Your answer should reproduce every line of the material in which the word "comment" occurs.

##############################

PR #9381, opened 2022-02-23
Fix bugs in LevelDbDocumentOverlayCache where it failed to check for equality of the DocumentKey

dconeybe:
There were several latent bugs in `LevelDbDocumentOverlayCache` where it first searched the LevelDb database for an entry with a given key prefix, but then failed to ensure that the document key encoded in the LevelDb key was exactly equal to the requested key.

This resulted in at least two bugs:

1. `GetOverlay()` would incorrectly return the overlay for some document in a subcollection if the requested document did not have an overlay.
2. `SaveOverlays()` would delete the overlay for some document in a subcollection if the document with the given DocumentKey did not have an overlay.

#no-changelog

### DIFF
--- a/Firestore/core/test/unit/local/document_overlay_cache_test.cc
+++ b/Firestore/core/test/unit/local/document_overlay_cache_test.cc
@@ -152,6 +152,25 @@ TEST_P(DocumentOverlayCacheTest, CanReadSavedOverlays) {
   });
 }
 
+TEST_P(DocumentOverlayCacheTest, GetOverlayExactlyMatchesTheGivenDocumentKey) {
+  this->persistence_->Run("Test", [&] {
+    this->SaveOverlaysWithSetMutations(1, {"coll/doc1/sub/doc2"});
+
+    EXPECT_FALSE(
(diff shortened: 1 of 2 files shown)


Firestore/core/test/unit/local/document_overlay_cache_test.cc
```diff
@@ -152,6 +152,27 @@ TEST_P(DocumentOverlayCacheTest, CanReadSavedOverlays) {
   });
 }
 
+// Ensure that the fix in https://github.com/firebase/firebase-ios-sdk/pull/9381
```
wu-hui, line 155: I do not think this comment helps here. It is more helpful to explain what this test does, if you think the name is not obvious.

wu-hui (approved):

Firestore/core/test/unit/local/document_overlay_cache_test.cc
dconeybe: Ok. I'll just remove the comment (here and below).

##############################

- Answer box
wu-hui, line 155: I do not think this comment helps here. It is more helpful to explain what this test does, if you think the name is not obvious.
dconeybe: Ok. I'll just remove the comment (here and below).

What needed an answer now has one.